Tutorial 0: Data Preparation & Management¶
This tutorial covers the complete data pipeline in MolecularDiffusion—from raw 3D structures to training-ready PyTorch datasets. It is divided into two main parts:
The CLI Data Operations (
MolCraftDiff data): How to compile, augment, and featurize your datasets into unified ASE databases.The
DataModuleConfiguration: How to load those databases into the training engine with on-the-fly preprocessing.
Part 1: Data Preparation via CLI¶
The MolCraftDiff data command group provides utilities for managing raw .xyz files and converting them into unified .db (ASE Database) files.
1. Compilation & Annotation¶
First, compile your raw XYZ files or NumPy arrays into a single ASE database:
# From a directory of .xyz files
MolCraftDiff data prepare compile -s xyz_dir/ -d dataset.db
# From NumPy arrays with a metadata CSV
MolCraftDiff data prepare compile -s coords.npy -n natoms.npy -c metadata.csv -d dataset.db
Add custom metadata tags (like project or subset labels) to your new database:
MolCraftDiff data prepare annotate -d dataset.db -t group -v training
2. Featurization¶
Convert 3D structures into fixed-length vectors for downstream property guidance or evaluation tasks:
# Generate Morgan fingerprints (requires RDKit SMILES generation)

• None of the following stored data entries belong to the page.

PR #295, opened 2021-09-01
Remodel Image trait

yottabytt:
Attempt to resolve issue #263 

Cherry-picked and inspired from @thomaseizinger's excellent and big #269 PR.

I really love the fact that this enables avoiding tons of boiler plate code. 

TODO

- [x] CHANGELOG.md


src/clients/cli.rs
```diff
@@ -395,8 +395,6 @@ mod tests {
     }
 
     impl Image for HelloWorld {
-        type EntryPoint = std::convert::Infallible;
```
thomaseizinger, line 400: I definitely want this patch in as-is. Maybe move it to the front of the PR so rebasing is easier :)

thomaseizinger (commented):
Thank you for pushing this forward!

I have some concerns in regards to type-safety when it comes to the image args. Let's discuss on the inline comment!

src/core/image.rs
```diff
@@ -75,18 +62,24 @@ where
...
+    ///
+    /// 1. Similar to the Default implementation of an Image, the Default instance
+    /// of its arguments should be meaningful!
+    /// 2. Implementations should be conservative about which arguments they expose. Many times,
+    /// users will either go with the default arguments or just override one or two. When defining
+    /// the arguments of your image, consider that the whole purpose is to facilitate integration
+    /// testing. Only expose those that actually make sense for this case.
+    fn args(&self) -> Box<dyn Iterator<Item = String>> {
+        Box::new(vec![].into_iter())
+    }
```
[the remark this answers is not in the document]
yottabytt: > I think as a general theme, what we need to achieve is removing state from implementations of Image and make them as declarative as possible. That will cut down on the "getters" that users need to override. If we instead leverage composition on the call-site (i.e. when calling docker.run) 

This kinda makes sense. So, then, shouldn't we move everything else (`env_vars()` and may be `volumes()`?) apart from `descriptor()` and `ready_conditions()`out of `Image`? Also, I am curious should the method `exec_after_start()`  (a.k.a the method that cares of commands to run after starting the container) also be out of `Image`?

src/core/image.rs
```diff
@@ -26,70 +37,32 @@ where
...
     /// 1. Similar to the Default implementation of an Image, the Default instance
     /// of its environment variables should be meaningful!
     /// 2. Implementations should be conservative about which environment variables they expose. Many times,
     /// users will either go with the default ones or just override one or two. When defining
     /// the environment variables of your image, consider that the whole purpose is to facilitate integration
     /// testing. Only expose those that actually make sense for this case.
-    type EnvVars;
+    fn env_vars(&self) -> Box<dyn Iterator<Item = (&String, &String)> + '_> {
+        Box::new(std::iter::empty())
+    }
```
yottabytt, line 54: Regardless of where this method and `volumes()` ends up, shall we also then avoid iterators as their return types? Simply just `BTreeMap` or `HashMap`?

src/core/image.rs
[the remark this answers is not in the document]
thomaseizinger: Possibly. We might be onto something here with that viewpoint.
It depends on what the user may want to modify vs what is always static with the image.

As you've pointed out, `descriptor`, `ready_conditions` and `expose_ports` are _static_ and always bound to the image and its version.

But I think so are `volumes` and `env_vars`. The only thing that is different is that independently of the volumes and env vars needed by and image, users should have the ability to specify additional env vars and volumes when starting any image.

In a way, it is similar to docker's `Dockerfile` vs commandline arguments:

- A `Dockerfile` can declare a volume
- The `docker` CLI exposes `-v` to mount additional volumes

It sounds like `Image` needs to be able to describe everything that a `Dockerfile` can describe. Everything else needs to be configurable at the time when an actual image gets `run`.

`ready_conditions` and `exec_after_start` are special cases that don't exist within docker (although I wish docker had a way of expressing `ready_conditions` within a `Dockerfile`). I do see them as belonging to the `Image`. It is something we want to take care of for users of a particular `Image` implementation.

In an ideal world, the API we provide makes it impossible to misuse a particular image, i.e. you should always end up with a running / working container.

src/core/image.rs
thomaseizinger: Not too sure about exposing maps directly. The most UX friendly might be to create our own type, plus a macro or other convenient APIs to declare them effortlessly. Initially, I settled on iterators to be able to make more changes without them being breaking.

thomaseizinger: If it makes things easier, we can roll with exposing the maps directly though!

src/core/image.rs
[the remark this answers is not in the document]
yottabytt: > It depends on what the user may want to modify vs what is always static with the image.

> It sounds like Image needs to be able to describe everything that a Dockerfile can describe. Everything else needs to be configurable at the time when an actual image gets run.

Makes total sense.

> ready_conditions and exec_after_start are special cases that don't exist within docker (although I wish docker had a way of expressing ready_conditions within a Dockerfile). I do see them as belonging to the Image. It is something we want to take care of for users of a particular Image implementation. 

I was on the same page for `ready_conditions`. But for `exec_after_start`, I felt like we can also allow the users to run whatever command they want e.g. some highly specific `kafka-configs` command. But thinking now, I guess we shouldn't.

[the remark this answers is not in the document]
thomaseizinger: For arbitrary commands, we can expose `exec` on `Container` :)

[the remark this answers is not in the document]
yottabytt: Oh yeah, i was intending to mean `exec()` 😆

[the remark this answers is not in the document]
thomaseizinger: Yeah, I guess we can actually ship that as two separate features:

1. Allow users to run stuff from a container instance: `Container::exec`
2. Use `Container::exec` to implement `exec_after_start` and fix the kafka port mapping problem through that.

yottabytt:
@thomaseizinger just wanted to keep you posted that I am back for working on these PRs ❣️

yottabytt:
@thomaseizinger In general, pls let me know WDYT of this approach. I'll add a few more inline comments to explain and to enable discussion.

src/core/image.rs
```diff
@@ -106,6 +83,114 @@ where
     }
 }
 
+#[derive(Debug)]
+pub struct RunnableImage<I: Image> {
+    image: I,
+    image_args: I::Args,
+    image_tag: Option<String>,
```
yottabytt, line 90: I am kinda neutral in whether `image_tag` should be here or not. WDYT?

src/images/google_cloud_sdk.rs
```diff
@@ -11,60 +10,65 @@ pub const DATASTORE_PORT: u16 = 8081;
...
 }
 
-#[derive(Debug, Clone, PartialEq)]
+#[derive(Debug, Clone, PartialEq, Copy)]
 pub enum Emulator {
     Bigtable,
     Datastore,
     Firestore,
     PubSub,
-    Help,
```
yottabytt, line 30: I did not like having this. By not having this, the image doesn't adhere to the req. that image args should have a meaningful default. And I think that's okay for images having many distinct services instead of just one. Just for the sake of some meaningful default, having such a not-so-meaningful (can also be considered as meaningless) did make much sense to me. WDYT?

src/clients/cli.rs
```diff
@@ -23,26 +24,22 @@ pub struct Cli {
...
 
 impl Cli {
-    pub fn run<I: Image>(&self, image: I) -> Container<'_, I> {
-        self.run_with_args(image, RunArgs::default())
-    }
-
-    pub fn run_with_args<I: Image>(&self, image: I, run_args: RunArgs) -> Container<'_, I> {
-        let mut docker = self.inner.command();
+    pub fn run<I: Image>(&self, image: impl Into<RunnableImage<I>>) -> Container<'_, I> {
+        let runnable = image.into();
```
thomaseizinger, line 28: Nit: If we would shadow the `image` variable here, the diff would be a lot less noisy. Also, I think `image` is still the primary concept of `RunnableImage` contrary to `runnable`.

src/clients/cli.rs
```diff
@@ -126,51 +123,51 @@ impl Client {
...
             command.arg("-P"); // publish all exposed ports
         }
 
         command
             .arg("-d") // Always run detached
-            .arg(image.descriptor())
-            .args(image.args())
-            .stdout(Stdio::piped())
+            .arg(runnable.image().descriptor())
+            .args(runnable.image_args().clone().into_iter())
```
thomaseizinger, line 167: Can we expose forwarding functions on `RunnableImage` instead of reaching into `image()` itself?

We will have to do this for all clients (currently only two), so making this reasonably ergonomic will bring a benefit.

src/clients/cli.rs
```diff
@@ -407,79 +405,64 @@ mod tests {
...
-        assert!(format!("{:?}", command).contains(r#"-d"#));
-        assert!(format!("{:?}", command).contains(r#"-P"#));
-        assert!(format!("{:?}", command).contains(r#""-v" "one-from:one-dest"#));
-        assert!(format!("{:?}", command).contains(r#""-v" "two-from:two-dest"#));
-        assert!(format!("{:?}", command).contains(r#""-e" "one-key=one-value""#));
-        assert!(format!("{:?}", command).contains(r#""-e" "two-key=two-value""#));
+        assert_eq!(
+            format!("{:?}", command),
+            r#""docker" "run" "-e" "one-key=one-value" "-e" "two-key=two-value" "-v" "one-from:one-dest" "-v" "two-from:two-dest" "-P" "-d" "hello-world""#
+        );
```
thomaseizinger, line 437: Having this refactoring of switching to a single assert in the tests in a separate patch would be amazing but I am also okay if you don't want to bother :)

tests/images.rs
```diff
@@ -17,10 +17,13 @@ use testcontainers::{core::WaitFor, *};
...
 
 #[test]
+#[ignore = "auth() needs to be worked on"]
 fn coblox_bitcoincore_getnewaddress() {
     let _ = pretty_env_logger::try_init();
     let docker = clients::Cli::default();
-    let node = docker.run(images::coblox_bitcoincore::BitcoinCore::default());
+    let node = docker.run(RunnableImage::from(
+        images::coblox_bitcoincore::BitcoinCore::default(),
+    ));
```
thomaseizinger, line 26: Can we define the `run` API in such a way that we don't need to type `RunnableImage::from`? Does this compile?

```rust
impl<I: Image> Into<RunnableImage<I>> for I {

}
```

I think that should allow users to pass instances of `Image` into `Docker::run`.

src/images/google_cloud_sdk.rs
thomaseizinger: Image args should have a meaningful default if possible. But we should not implement `Default` if we cannot provide a meaningful one though.

In this case, I think we should remove the `Default` impl for `CloudSdkArgs`.

src/images/google_cloud_sdk.rs
```diff
@@ -162,6 +125,51 @@ impl CloudSdk {
         }
     }
 
+    /// RunnableImage::from() uses default Image::Args, which is not
+    /// applicable for CloudSdk image. Hence, this helper method can be
+    /// used to set the correct args.
+    pub fn as_runnable(self) -> RunnableImage<Self> {
+        let args = self.arguments.clone();
+        RunnableImage::from(self).with_image_args(args)
+    }
```
thomaseizinger, line 134: 1. If we can get the `impl Into<RunnableImage<I>> for I` working, I believe we don't need this.
2. If we need this, we should adhere to naming conventions for conversion functions: https://rust-lang.github.io/api-guidelines/naming.html#ad-hoc-conversions-follow-as_-to_-into_-conventions-c-conv

src/core/image.rs
```diff
@@ -89,6 +83,114 @@ where
...
+        Self {
+            ports: Some(ports),
+            ..self
+        }
+    }
+}
+
+impl<I> From<I> for RunnableImage<I>
+where
+    I: Image + Default,
```
thomaseizinger, line 177: This bound is unnecessary I believe.

src/core/image.rs
```diff
@@ -89,6 +83,114 @@ where
...
+    }
+}
+
+impl<I: Image> RunnableImage<I> {
+    pub fn with_image_args(self, args: <I as Image>::Args) -> Self {
+        Self {
+            image_args: args,
+            ..self
+        }
+    }
```
thomaseizinger, line 134: I think we should change this into a constructor that also allows to pass in the `Image`:

```rust
    pub fn with_args(image: I, args: <I as Image>::Args) -> Self {
        Self {
			image: I,
            image_args: args,
            ..self
        }
    }
```

That is useful for cases where neither `Image`, nor `Image::Args` can implement `Default`.

src/core/image.rs
thomaseizinger: What we can add is:

```rust
impl Default for RunnableImage<I> where I: Image + Default, I::Args: Default { }
```

src/core/image.rs
```diff
@@ -89,6 +83,114 @@ where
...
+
+    pub fn volumes(&self) -> &BTreeMap<String, String> {
+        &self.volumes
+    }
+
+    pub fn ports(&self) -> &Option<Vec<Port>> {
+        &self.ports
+    }
+}
```
thomaseizinger, line 126: Do we need to expose all of these publicly? I would like the public API to be as small as possible so we have to release less breaking changes.

src/clients/http.rs
```diff
@@ -372,11 +358,10 @@ mod tests {
 
     #[tokio::test(flavor = "multi_thread")]
     async fn http_run_command_should_include_name() {
-        let image = GenericImage::new("hello-world");
         let docker = Http::new();
-
-        let run_args = RunArgs::default().with_name("hello_container");
-        let container = docker.run_with_args(image, run_args).await;
+        let image = GenericImage::new("hello-world");
+        let runnable = RunnableImage::from(image).with_name("hello_container");
```
thomaseizinger, line 363: What do you think of an extension trait to `Image` that allows one to call `with_name` and all of the other functions directly on `Image`?

It would enable an API such as:

```rust
let container = docker.run(GenericImage::new("hello-world").with_name("hello_container")).await;
```

src/core/container.rs
```diff
@@ -84,13 +84,13 @@ where
     /// [`Image`]: trait.Image.html
     /// [`arguments`]: trait.Image.html#associatedtype.Args
     pub fn image(&self) -> &I {
-        &self.image
+        self.runnable.image()
     }
```
thomaseizinger, line 88: By separating the `Args` from `Image`, I think we will need to expose `Image::Args` from a container as well.

That should also fix the ignored test with Bitcoin-Core's auth.

src/clients/http.rs
thomaseizinger: We can ship this as a follow-up feature though, not a requirement for me to merge this.

src/core/image.rs
thomaseizinger: Am I missing something or is it currently unused? Overriding the tag should be something that we can provide generically so yes, I think this should be in here.

Can you add docs to the `with_tag` function that explains that once that is used, there are no more guarantees that the container will actually work?

src/images/google_cloud_sdk.rs
```diff
@@ -11,60 +10,65 @@ pub const DATASTORE_PORT: u16 = 8081;
...
+                    Emulator::Firestore => "firestore",
+                    Emulator::PubSub => "pubsub",
+                }
+                .to_owned(),
+            );
+
+            args.push("start".to_owned());
+            if emulator == Emulator::Datastore {
                 args.push("--project".to_owned());
                 args.push(self.project);
```
thomaseizinger, line 63: Shouldn't `project be a field of the `Emulator::Datastore` variant if it is only used for that?

src/images/google_cloud_sdk.rs
```diff
@@ -11,60 +10,65 @@ pub const DATASTORE_PORT: u16 = 8081;
...
+                match emulator {
+                    Emulator::Bigtable => "bigtable",
+                    Emulator::Datastore => "datastore",
+                    Emulator::Firestore => "firestore",
+                    Emulator::PubSub => "pubsub",
+                }
+                .to_owned(),
+            );
+
+            args.push("start".to_owned());
```
thomaseizinger, line 60: This could just be a `vec!` no?

```suggestion
			let mut args = vec![
				"gcloud".to_owned(),
				"beta".to_owned(),
				"emulators".to_owned(),
				match emulator {
                    Emulator::Bigtable => "bigtable",
                    Emulator::Datastore => "datastore",
                    Emulator::Firestore => "firestore",
                    Emulator::PubSub => "pubsub",
                }.to_owned(),
                "start".to_owned()
			];
```

thomaseizinger (changes requested):
Thank you for working on this @yottabytt !

Made some comments. Overall this is looking pretty good :)

src/core/image.rs
yottabytt: Actually, based on what you think, I was intending to discuss this: So, right now, few images have `with_tag` as a helper function in their image implementations. How should we go about them? Can we delete them and use `with_tag` from `RunnableImage`?

src/images/google_cloud_sdk.rs
yottabytt: Yeah, definitely. I thought the same. But wasn't sure whether we should separate `Args` from `Image`.

src/core/image.rs
thomaseizinger: Yes we can do that !

tests/images.rs
yottabytt: Sorry for the confusion. I wasn't paying attention to details while I was fixing the tests. The `run` API already gets `image` param as `impl Into<RunnableImage<I>>`. So, just `docker.run(images::coblox_bitcoincore::BitcoinCore::default())` will work since we already have `From` trait implemented for `RunnableImage<I>` to convert from `I: Image` Right?

thomaseizinger: Ah right, of course!

Lets please use that notation then so newcomers learn about this when looking at the tests!

src/images/google_cloud_sdk.rs
thomaseizinger: Sorry, I got confused. We need this because the `Image` instance no longer carries the `Args` right?

Can we add an `impl From(Image, Image::Args) for RunnableImage` and have the constructors on GoogleCloudSdk returna tuple?

src/core/image.rs
yottabytt: I think we can just use `RunnableImage::from((Image, Image::Args))` for this case? and avoid introducing `with_args()`?

src/clients/http.rs
yottabytt: I did see `ImageExt` on your big PR. But wasn't sure why would we really need it. Let's discuss more on that.

src/core/container.rs
yottabytt: WDYT of current approach?

tests/images.rs
```diff
@@ -363,7 +356,8 @@ fn postgres_one_plus_one_with_custom_mapped_port() {
 #[test]
 fn postgres_custom_version() {
     let docker = clients::Cli::default();
-    let postgres_image = images::postgres::Postgres::default().with_version(13);
+    let postgres_image =
+        RunnableImage::<images::postgres::Postgres>::default().with_tag("13-alpine");
```
yottabytt, line 360: I just thought we can have an example test that shows such invocations are possible too. But not sure if this would be preferred by users? WDYT?

src/clients/http.rs
thomaseizinger: > Let's discuss more on that. I guess to avoid users to directly deal with `RunnableImage` ?

Exactly. In particular, the extension trait design achieves the following:

- It "hides" the conversion of `Image` -> `RunnableImage` from the user, making it seem like we are passing instances of `Image` to `run` in all circumstances.
- Contrary to adding default functions on `Image`, functionality defined via the extension trait cannot be overridden. (Overriding default functionality could break certain assumptions and hence broken functionality).
- It automatically applies to all `Image`s, reducing boilerplate for users and at the same time providing a rich interface.

The only downside is that users have to import another trait for this to work but I think that is acceptable :)

tests/images.rs
thomaseizinger: I am having 2nd thoughts on the `Default` impl :grimacing: 

It doesn't actually save you from typing any characters because you still need to add the concrete image type. At that point, you might as well call `images::postgres::Postgres::default()`.

If we add the extension trait, this just becomes:

```rust
let postgres_image = images::postgres::Postgres::default().with_tag("13-alpine");
```

I think I would rather have just one idiomatic way of doing things and remove the `Default` impl again :sweat_smile:
Sorry for sending you on this wild goose chase!

yottabytt: > It doesn't actually save you from typing any characters because you still need to add the concrete image type

Yeah. I felt the same. 😆 

> I think I would rather have just one idiomatic way of doing things and remove the Default impl again 😅
Sorry for sending you on this wild goose chase!

Ah no worries. It was nice to think about and try them and to have these discussions now 😄

thomaseizinger (changes requested):
Thank you very much for working on this! Very excited to land this :)

We can merge this soon! Added a couple of more comments.

src/clients/http.rs
```diff
@@ -88,7 +81,7 @@ impl Http {
 
         // volumes
         let vols: Vec<String> = image
-            .volumes()
+            .env_vars()
```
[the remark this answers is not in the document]
yottabytt: yes 😅  ! will fix.

src/images/google_cloud_sdk.rs
```diff
@@ -123,60 +81,54 @@ impl Image for CloudSdk {
 }
 
 impl CloudSdk {
-    pub fn new(emulator: Emulator) -> Self {
+    pub fn new(port: u16, emulator: Emulator, ready_condition: WaitFor) -> (Self, CloudSdkArgs) {
```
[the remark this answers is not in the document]
yottabytt: WDYT abt we rather make it mis-use resistant by not having `ready_condition` as a param. So, users can use other ports if needed?

thomaseizinger (approved):
Thank you so much!

bors r+

thomaseizinger:
@yottabytt It seems the new nightly compiler flags a couple of now unused fields now: https://github.com/testcontainers/testcontainers-rs/runs/3671810350

yottabytt:
@thomaseizinger I am very glad about the warnings (Rust 😍 ). I was badly wanting to get rid of them. Then it slipped away. Here you go https://github.com/testcontainers/testcontainers-rs/pull/308 !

MolCraftDiff data featurize -m morgan -i dataset.db -o features/ --radius 2 --nbits 2048
# Compute SOAP descriptors
MolCraftDiff data featurize -m soap -i xyz_dir/ -o features/ --rcut 5.0 --nmax 8 --lmax 6
3. Data Augmentation¶
Increase dataset diversity via structural transformations:
# Charge Augmentation: Randomly add/remove hydrogens
MolCraftDiff data augment charge -i dataset.db -o augmented.db --max-h 1 --db
# Coordinate Distortion: Apply random Gaussian noise to atomic coordinates
MolCraftDiff data augment distortion -i xyz_dir/ -o noisy_xyz/ --sigma 0.1
4. ASE Database Operations¶
Manage and inspect your compiled datasets:
# Merge multiple DBs
MolCraftDiff data ase-ops merge -i db_dir/ -o merged.db
# Sample 10% of entries for a quick test
MolCraftDiff data ase-ops sample -i dataset.db -o subset.db --fraction 0.1
# Inspect property distributions and generate plots
MolCraftDiff data ase-ops inspect -d dataset.db --limit 10 --output plots/
Part 2: Loading Data for Training (DataModule)¶
Once you have your compiled dataset.db (or just your raw CSV/XYZ files), you use the DataModule in your YAML configuration to load them into the training engine.

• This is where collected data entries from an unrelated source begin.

PR #296, opened 2021-09-02
Fix latest clippy lints

thomaseizinger:


yottabytt:
> thread 'test_produce_and_consume_messages' panicked at 'called `Result::unwrap()` on an `Err` value: KafkaError (Message consumption error: UnknownTopicOrPartition (Broker: Unknown topic or partition))'

ahh I have faced this error. I guess I know what needs to be done (equal chance that it could be a flaky thing). Let me PR one for that.

yottabytt:
Try landing https://github.com/testcontainers/testcontainers-rs/pull/297 instead. I would strongly suggest you to try building that atleast once. I while ago I was playing with Redpanda as well as Kafka. In Redpanda, I was able to consistently observe the error coz of subscribing before producing. Don't exactly remember if it was a flaky thing in Kafka. Unable to notice now though. 

Since there are three things (i.e. `rust-rdkafka`, `librdkafka`, `kafka or redpanda`), it would be a challenging debugging session. 

If we enable logs like [here](https://github.com/testcontainers/testcontainers-rs/pull/294/files#diff-299299a092e8df32a02b485f35cbc9dac37b4e5fa03dad92f5608264d0814a5dR14), there will be a few misleading errors consistently from `librdkafka` in `dev` branch. But they won't be seen consistently in #294 . Don't ask me why :)

thomaseizinger:
Closing in favor of #297.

1. Supported Input Formats¶
The engine supports three primary inputs:
ASE Database (Recommended):
load_db- Reads the compiled.dbfiles from Part 1.CSV + XYZ:
load_csv- Reads a CSV metadata file mapping to a directory of.xyzfiles.CSV + NPY:
load_csv_npy- Reads coordinates and atom counts from.npyfiles.
2. Data Types (pointcloud vs pyg)¶
Two molecular tensor representations are supported, set via the data_type config:
Type |
Class |
Description |
|---|---|---|
|
|
Dense tensor format with padding, used by standard EDM models. |
|
|
PyTorch Geometric graph format with edge indices, used by architectures like EGCL. |
3. Node Featurization¶
You can compute graph or geometric features on-the-fly via node_feature_choice:
Geometric Features (
atom_topological,atom_geom,atom_geom_v2,atom_geom_v2_trun,atom_geom_opt): Computed directly from 3D coordinates. Works with all loader types.RDKit Scalar Features (
['degree', 'formal_charge', 'hybridization', 'is_aromatic']): Requires RDKit mol blocks, meaning it only works if you compiled an ASE Database (viaload_db).

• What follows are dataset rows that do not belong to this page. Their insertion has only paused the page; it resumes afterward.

PR #308, opened 2021-09-22
Fix clippy warnings and simplify structs in images

yottabytt:
Attempt to resolve https://github.com/testcontainers/testcontainers-rs/pull/295#issuecomment-924628336 that also inspired me to further simplify a few things, which also includes addressing https://github.com/testcontainers/testcontainers-rs/pull/295#discussion_r700707178 
> Images that don't need arguments can just leave them as (). We can make our own trait to go from args -> string iterator so we can provide a default impl here.

### DIFF
--- a/src/images/dynamodb_local.rs
+++ b/src/images/dynamodb_local.rs
@@ -4,23 +4,11 @@ const NAME: &str = "amazon/dynamodb-local";
 const TAG: &str = "latest";
 const DEFAULT_WAIT: u64 = 2000;
 
-#[derive(Debug, Default, Clone)]
-pub struct DynamoDbArgs;
-
-impl IntoIterator for DynamoDbArgs {
-    type Item = String;
-    type IntoIter = ::std::vec::IntoIter<String>;
-
-    fn into_iter(self) -> <Self as IntoIterator>::IntoIter {
-        vec![].into_iter()
-    }
-}
-
 #[derive(Default, Debug)]
 pub struct DynamoDb;
 
 impl Image for DynamoDb {
-    type Args = DynamoDbArgs;
+    type Args = ();
 
     fn name(&self) -> String {
         NAME.to_owned()
--- a/src/images/dynamodb_local.rs
+++ b/src/images/dynamodb_local.rs
@@ -1,8 +1,8 @@
 use crate::{core::WaitFor, Image};
 
 const NAME: &str = "amazon/dynamodb-local";
+const TAG: &str = "latest";
 const DEFAULT_WAIT: u64 = 2000;
-const DEFAULT_TAG: &str = "latest";
 
 #[derive(Debug, Default, Clone)]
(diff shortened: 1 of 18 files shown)


src/images/kafka.rs
```diff
@@ -1,44 +1,41 @@
...
+            ]
+            .into_iter(),
+        )
     }
 }
 
 #[derive(Debug)]
 pub struct Kafka {
-    arguments: KafkaArgs,
     env_vars: HashMap<String, String>,
```
yottabytt, line 38: I am kinda neutral (slightly leaning towards the latter) on whether we should have fields like these: here (or) just have them within `impl Image` blocks under respective methods and just `[derive(Default)]` here.

thomaseizinger: I don't fully follow? Can you give an example of both?

src/images/dynamodb_local.rs
```diff
@@ -1,7 +1,7 @@
 use crate::{core::WaitFor, Image};
 
 const NAME: &str = "amazon/dynamodb-local";
-const TAG: &str = "latest";
```
thomaseizinger: If I remember correctly, this was purposefully set to `latest` because `latest` always refers to what is deployed on AWS so testing your app against that makes sense.

src/images/generic.rs
```diff
@@ -55,7 +55,7 @@ impl GenericImage {
 }
 
 impl Image for GenericImage {
-    type Args = Vec<String>;
```
thomaseizinger, line 60: If we do this, then we cannot pass any arguments for generic images. I think this has to stay!

thomaseizinger (changes requested):
Thanks! Very nice cleanup :)

Some comments!

src/images/dynamodb_local.rs
yottabytt: Ah I see. cool then. will drop that commit.

src/images/kafka.rs
yottabytt: Sure. As you can see in https://play.rust-lang.org/?version=stable&mode=debug&edition=2018&gist=f899fe85e2d4bb8a79d5f76b07f0e373 - why to define like `Foo` when can also define like `Bar` in the era of `RunnableImage` ?

thomaseizinger: A fair enough yes. I am in favor of the latter as well.

yottabytt: My bad that I didn't realize that we also need to change the return types of the methods `env_vars` and `volumes` in `Image` trait to `Box<dyn Iterator<Item = (String, String)>`. I'll think about this and we shall discuss more on this when I start to work on `ImageExt`. For now, I am leaving this as it is.

thomaseizinger (approved):
Thank you!

bors r+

One-hot encoding of atom types is controlled separately via use_ohe_feature: true.
4. Example Data Configuration¶
Here is how you wire everything together in your experiment’s YAML file to train on the .db you created in Part 1:
data:
_target_: MolecularDiffusion.runmodes.train.DataModule
# 1. Point to your compiled database
ase_db_path: data/augmented.db
dataset_name: my_augmented_dataset # Used to name the cached .pt file
# 2. Representation
data_type: pointcloud
# 3. Features & Constraints
use_ohe_feature: true
node_feature_choice: geometric_fast
atom_vocab: [H, C, N, O, F]
max_atom: 29
# 4. Training splits
batch_size: 64
train_ratio: 0.8
Note on Caching: The first time the engine runs, it parses your DB and caches the PyTorch tensors as
data/processed_data_my_augmented_dataset.pt. To force a re-parse, simply delete this.ptfile.